The Childers-Childers Debate

 

A Virtual Cross-Time Debate Between Jeff Childers 1996 and Jeff Childers 1998 About the Identity of the New Testament Church

 

1998 First Answer

(Resolved: The Church founded by Jesus Christ is the Holy Roman Catholic Church, not the Protestant denomination, the Church of Christ.)

 

A closer look at the passages which my former self cited will demonstrate that they do not insist on a literal burial in water.

First, the passage from Romans:

"What shall we say? Shall we persist in sin that grace may abound? Of course not! How can we who died to sin yet live in it? Or are you unaware that we who were baptized into Christ Jesus were baptized into his death? We were indeed buried with him through baptism into death, so that, just as Christ was raised from the dead by the glory of the Father, we too might live in newness of life. For if we have grown into union with him through a death like his, we shall also be untied with him in the resurrection. We know that our old self was crucified with him, so that our sinful body might be done away with, that we might no longer be in slavery to sin."

In this passage, St. Paul is exhorting the Roman Christians to be faithful to their calling. They live under grace, but they must not allow this to give them license to sin. He then discusses their conversion in symbolic language. Their turning away from sin is compared to death by crucifixion. Their baptism is compared to burial. Their Christian lives after baptism are compared to resurrection in new life. St. Paul has captured profound Catholic truth: In the sacraments, we reenact the life of Christ in our own lives.

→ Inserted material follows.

PR #38, opened 2020-01-09
Add ids to sample and source get endpoints, add age_range to human source consent

### LINKED ISSUE #19: Add id to sample and source schemas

To insist that the burial must be literal, while the death and resurrection are figurative, is inconsistent. Even the literal interpretation of burial fails to prove the necessity of immersion. The passage says we are baptized into death, not into water. It is impossible to logically give this passage-so rich in its symbolism-a literal interpretation.

The same holds true for the passage in Colossians. St. Paul here calls baptism the Christian's circumcision-a figurative statement-then writes that we are buried with Christ in baptism and raised with him through faith-another figurative statement. It is illogical to insist that the statement in the middle be literal where those that surround it are symbolic.

Immersion is a valid and acceptable mode of baptism. The Church recognizes that immersion best symbolizes the powerful reality of salvation through Jesus. However, Christians have always accepted pouring, sprinkling, and immersion as equally valid means of administering this sacrament.

These passages are beautiful reflections on the Christian life. Our unique callings from God and our own journeys of faith are compared to that or our Savior. To use these passages as proof-texts for a doctrine absent from the first milennium and a half of Christian history does great injustice to the Word of God.